Some reach complete symmetry in an effort to attract a partner, such as a peacock. Darwin was positively annoyed by this bird, and wrote in a letter that "The sight of the peacock's tail feathers, whenever I look at it, makes me sick!" To Darwin, the tail seemed cumbersome and made no evolutionary sense, as it did not fit with his theory of "survival of the fittest". He was furious until he came up with the theory of sexual selection, which claims that animals develop certain features to increase their chances of mating. Therefore, peacocks have various adaptations to attract a partner.

Web

There are about 5,000 types of spiders, and all of them create a near-perfect circular web, with nearly evenly spaced radial support threads and a spiral web to catch prey. Scientists aren't sure why spiders love geometry so much, as tests have shown that a round web won't lure food any better than an irregularly shaped one.
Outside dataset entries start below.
PR #2436, opened 2016-04-13
Avoid unnecessary SQL SELECT against user meta

danielbachhuber:
Because we're fetching all fields, `WP_User_Query` primes our user objects with their role / capabilities. This data is stored in user meta. But, core [isn't yet smart enough](https://core.trac.wordpress.org/ticket/36508) to precache user meta when `fields=>all`. We can be smarter than core by using `fields=>all_with_meta`


danielbachhuber:
@WP-API/amigos #reviewmerge

PR #2438, opened 2016-04-13
Mark more post properties as readonly

danielbachhuber:
These properties are truly readonly; if you try to update them, nothing
will update.


danielbachhuber:
@WP-API/amigos #reviewmerge

PR #2439, opened 2016-04-13
Only return or update user properties when defined in schema

danielbachhuber:
If a WordPress has removed the field from the schema, it shouldn't be
included in the response, or be unexpectedly updated in the database.


danielbachhuber:
@WP-API/amigos #reviewmerge

PR #2572, opened 2016-06-30
Fixed typo on line 120

hyldmo:


BE-Webdesign:
Thanks for catching that @eivhyl. This is part of the client-js library so you will want to do the PR on that repo.  Here is a link to the file you would need to edit https://github.com/WP-API/client-js/blob/master/js/utils.js

hyldmo:
My bad! I'll close this and re-open it there. Thanks for notifying me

The scientists suggest that the radial symmetry evenly distributes the force of impact when the victim is caught in the net, resulting in fewer breaks.

Crop Circles

Give a couple of tricksters a board, mowers, and saving darkness, and you will see that people also create symmetrical shapes. Due to the complexity of the design and incredible symmetry of crop circles, even after the creators of the circles confessed and demonstrated their skills, many people still believe that space aliens did it.
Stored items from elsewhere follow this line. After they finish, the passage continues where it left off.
Issue #2554, opened 2016-06-23
Posts results order


agustina-biscayart-movile:
Hi there!

I'm usign the parameter "search" to get those posts that matchs with specific term. I've seen that there are this options to order the results by:

![image](https://cloud.githubusercontent.com/assets/12632582/16305990/8d35329e-3932-11e6-89b2-8f22f5e99dbb.png)

Do you know if there is a way to order the result by "**best match**"?. For example, if I look in my WordPress site by "pizza" and a I have 3 documents whit that word: one with _pizza_ in the tittle, other with _pizza_ in the subtitle and other with the word _pizza_ just as part of the text, the site returns the results exactly in that way. But using this plugin, I get the results not always in that order, it uses the default that is "date".

Do you know if there is something that I can do to change this?

Thanks!

almirbi:
Hello there,

can you show us how are your posts being rendered on your site, without the REST API?

Cheers

websupporter:
Hi,
sorry for answering so late. I spoke with @rmccue while WCEU. Basically, we are missing the WP build in relevance search for the orderby parameter. I tried it with such a query, and I think this is what you are looking for.

I will do a PR and hope it will be part of the WordPress REST API soon.

If it would be part of the API you could perform a request like this:
`http://local.wordpress-trunk.dev/wp-json/wp/v2/posts/?search=pizza&orderby=relevance`

websupporter:
I was digging a bit around in the discussions around orderby, since I was not to sure, maybe I would find something which is a stopper for adding the relevance as a orderby value. So far I haven't found anything, but something else. If you do not want to wait, or if this PR will not be part of the plugin, there is a workaround, how to add `relevance` to the allowed orderby values. See here: https://github.com/WP-API/WP-API/issues/2265

rmccue:
This was added in #2579.

Issue #2265, opened 2016-02-11
Custom orderby param value


Youdaman:
Hi, I've got some logic in my pre_user_query and pre_get_posts that lets me use a custom value with the orderby query param.

In the latest update there's a breaking change that limits the valid request args to an enum set, and I understand I have to use rest_validate_request_arg somehow to allow my custom orderby value.

I don't know where/how to do this however, and if you could point me to the right filter or snippet that lets me merge my value with the defaults that would be great!

Youdaman:
I managed to work out how to slot in my custom orderby param ("honey") as follows:

``` php
add_filter('rest_endpoints', 'my_modify_rest_routes');
function my_modify_rest_routes( $routes ) {
  array_push( $routes['/wp/v2/topic'][0]['args']['orderby']['enum'], 'honey' );
  array_push( $routes['/wp/v2/users'][0]['args']['orderby']['enum'], 'honey' );
  //error_log('routes = ' . print_r($routes, true));
  return $routes;
}
```

Hope this helps anyone else having the same issue since the breaking change.

danielbachhuber:
> In the latest update there's a breaking change that limits the valid request args to an enum set, and I understand I have to use rest_validate_request_arg somehow to allow my custom orderby value.

Sorry about that :( It skipped my mind that anyone would be using a custom orderby value.

I'll make sure we get the "extending routes" aspect documented https://github.com/WP-API/docs-v2/issues/114

PR #2579, opened 2016-07-02
Adding relevance orderby

websupporter:
Solves https://github.com/WP-API/WP-API/issues/2554

I add `relevance` as an orderby value, so we can use the relevance orderby build in the WP_Query.
I've extended also the unit test to test the relevance orderby.

### DIFF
--- a/lib/endpoints/class-wp-rest-posts-controller.php
+++ b/lib/endpoints/class-wp-rest-posts-controller.php
@@ -71,10 +71,6 @@ class WP_REST_Posts_Controller extends WP_REST_Controller {
 
 		$post_type = get_post_type_object( $this->post_type );
 
-		if ( ! empty( $request['orderby'] ) && 'relevance' === $request['orderby'] && empty( $request['search'] ) ) {
-			return new WP_Error( 'rest_no_search_term_defined', __( 'You need to define a search term in order to use the relevance search.' ), array( 'status' => 400 ) );
-		}
-
 		if ( 'edit' === $request['context'] && ! current_user_can( $post_type->cap->edit_posts ) ) {
 			return new WP_Error( 'rest_forbidden_context', __( 'Sorry, you are not allowed to edit these posts in this post type' ), array( 'status' => rest_authorization_required_code() ) );
 		}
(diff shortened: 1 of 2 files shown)


rachelbaker:
Isn't use of the `relevance` orderby limited to collections with a search parameter?  What is the expected result if I use `orderby=releveance` without a search query/

websupporter:
Hi @rachelbaker,
ah right, here is the possible stopper. Yes, `relevance` is a bit out of line. It works only together with the `search`-parameter (https://core.trac.wordpress.org/browser/tags/4.5.3/src/wp-includes/query.php#L3004) and would be ignored otherwise.

I don't know. I understand if this is a stopper. On the other side, I think to be able to use the WP relevance search without a workaround (you could do something like this: https://github.com/WP-API/WP-API/issues/2265) would be a good enhancement of the REST API.

But maybe we could enhance the `get_items_permissions_check()` and check if its a relevance search without a search query to throw an error? Would this be a solution? Or should we drop it entirely?

Thanks for having a look.

rachelbaker:
@websupporter I think returning an error if `relevance` is used as the `orderby` param without a `search` value.  It would probably also make sense to default to `relevance` as the `orderby` param if there is a search query.

rachelbaker:
Related #2407

websupporter:
Hi @rachelbaker,
sorry for the late reply. I've added a permission check.

But I am not sure how I could set `orderby` to `relevance` by default in case a search term is given. The only way I could see would be in the `get_items()`. But it would need something like `if ( empty( $_REQUEST['orderby'] ) )` and it just looks wrong to me.

I think, the default should be `date` as we tell the users in the collection params, but maybe you had something else in mind?

websupporter:
Will check this error these days. Smashed my Virtualbox today somehow. Something related to Kernel or whatever. Try to get it work as soon as possible.

lib/endpoints/class-wp-rest-posts-controller.php
```diff
@@ -71,6 +71,10 @@ public function get_items_permissions_check( $request ) {
 
 		$post_type = get_post_type_object( $this->post_type );
 
+		if ( ! empty( $request['orderby'] ) && $request['orderby'] === 'relevance' && empty( $request['search'] ) ) {
```
joehoyle: @websupporter I think this should be in `get_items` as this is a logic check, not to do with permissions.

joehoyle:
I'm not sure if I like defaulting to a different value for orderby is `search` is specific. It will break the `default` we are saying it is in the schema.

websupporter:
@joehoyle moved the check in the `get_items()` "as this is a logic check, not to do with permissions."

I would agree on the schema problem and wouldn't like to break this either.

joehoyle:
Thanks!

As the circles become more complex, their artificial origin becomes more and more clear. It is illogical to assume that the aliens will make their messages more and more difficult when we have not been able to decipher even the first of them.
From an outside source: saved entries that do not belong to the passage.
PR #2594, opened 2016-07-13
Add initial Sites controller

dancrumb:
Adds the initial Sites controller for /sites REST endpoints. Lots of further development needed, but this gets the ball rolling

### DIFF
--- a/lib/endpoints/class-wp-rest-sites-controller.php
+++ b/lib/endpoints/class-wp-rest-sites-controller.php
@@ -1,0 +1,713 @@
+<?php
+
+/**
+ * Access users
+ */
+class WP_REST_Sites_Controller extends WP_REST_Controller {
+
+	public function __construct() {
+		$this->namespace = 'wp/v2';
+		$this->rest_base = 'sites';
+	}
+
+	/**
+	 * Register the routes for the objects of the controller.
+	 */
+	public function register_routes() {
+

Regardless of how they came about, crop circles are a pleasure to look at, mainly because their geometry is impressive.

Snowflakes

Even such tiny formations as snowflakes are governed by the laws of symmetry, since most snowflakes have hexagonal symmetry. This is partly due to the way water molecules line up when they solidify (crystallize). Water molecules solidify by forming weak hydrogen bonds as they align in an ordered arrangement that balances the forces of attraction and repulsion to form the snowflake's hexagonal shape. But at the same time, each snowflake is symmetrical, but no snowflake is alike. This is because as it falls from the sky, each snowflake experiences unique atmospheric conditions that cause its crystals to align in a certain way.

Milky Way Galaxy

As we have seen, symmetry and mathematical models exist almost everywhere, but are these laws of nature limited to our planet? Obviously not. A new section has recently been discovered at the edge of the Milky Way Galaxy, and astronomers believe the galaxy is a near-perfect mirror image of itself.

Sun-Moon Symmetry

Considering that the Sun is 1.4 million km in diameter and the Moon is 3474 km, it seems almost impossible that the Moon can block sunlight and provide us with about five solar eclipses every two years. How does it work? Coincidentally, along with the fact that the Sun is about 400 times wider than the Moon, the Sun is also 400 times further away. Symmetry ensures that the Sun and Moon are the same size when viewed from Earth, and so the Moon can cover the Sun. Of course, the distance from the Earth to the Sun can increase, so sometimes we see annular and partial eclipses. But every year or two, a fine alignment occurs and we witness a spectacular event known as a total solar eclipse. Astronomers don't know how common this symmetry is among other planets, but they think it's pretty rare. However, we should not assume that we are special, as this is all a matter of chance. For example, every year the Moon moves away from the Earth by about 4 cm, which means that billions of years ago, every solar eclipse would have been a total eclipse. If things continue like this, then total eclipses will eventually disappear, and this will be accompanied by the disappearance of annular eclipses. It turns out that we are simply in the right place at the right time to see this phenomenon.